In full and unchanged, output the entries that follow.

▶

PR #198, opened 2026-06-12
fix: sanitize TAG for Docker image tag compatibility in e2e tests

starbops:
Git branch names with characters like '/' are invalid in Docker image tags. Replace all characters outside [a-zA-Z0-9_.-] with '-' when deriving TAG from VERSION, so kind load docker-image succeeds on any branch name.


anishbista60 (approved):
Thanks for the fix. LGTM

◀

* OUTPUT OF THE TASK:
PR #198, opened 2026-06-12
fix: sanitize TAG for Docker image tag compatibility in e2e tests

starbops:
Git branch names with characters like '/' are invalid in Docker image tags. Replace all characters outside [a-zA-Z0-9_.-] with '-' when deriving TAG from VERSION, so kind load docker-image succeeds on any branch name.


anishbista60 (approved):
Thanks for the fix. LGTM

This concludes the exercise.